(What this task involves) Can you quote, word for word, every line from the first line of the records below through the line containing "--- a/www/components/banner/banner.css", and nothing else?

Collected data
PR #947, opened 2022-06-26
improve easing and rotation of home page banner text

thescientist13:
## Related Issue
N / A

The rotation of the words often encounters transitioning / easing issues, so wanted to try and fix it.

https://user-images.githubusercontent.com/895923/175831974-3bc1b316-2b56-42d9-a325-a8b939d95e74.mov

## Summary of Changes
1. Adjust timeouts to try and smooth out the effect

https://user-images.githubusercontent.com/895923/175831961-8423c12f-0166-4b55-a138-33c79c3cae91.mov

### DIFF
--- a/www/components/banner/banner.css
+++ b/www/components/banner/banner.css
@@ -75,7 +75,7 @@
     }
 
     & span.on {
-      animation: 1s fadeIn linear;
+      animation: 1.5s fadeIn linear;
     }
   }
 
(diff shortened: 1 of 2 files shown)


thescientist13:
Maybe should see if it's possible to do this even more cleanly using something like [requestAnimationFrame](https://developer.mozilla.org/en-US/docs/Web/API/window/requestAnimationFrame)?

(Reply)
PR #947, opened 2022-06-26
improve easing and rotation of home page banner text

thescientist13:
## Related Issue
N / A

The rotation of the words often encounters transitioning / easing issues, so wanted to try and fix it.

https://user-images.githubusercontent.com/895923/175831974-3bc1b316-2b56-42d9-a325-a8b939d95e74.mov

## Summary of Changes
1. Adjust timeouts to try and smooth out the effect

https://user-images.githubusercontent.com/895923/175831961-8423c12f-0166-4b55-a138-33c79c3cae91.mov

### DIFF
--- a/www/components/banner/banner.css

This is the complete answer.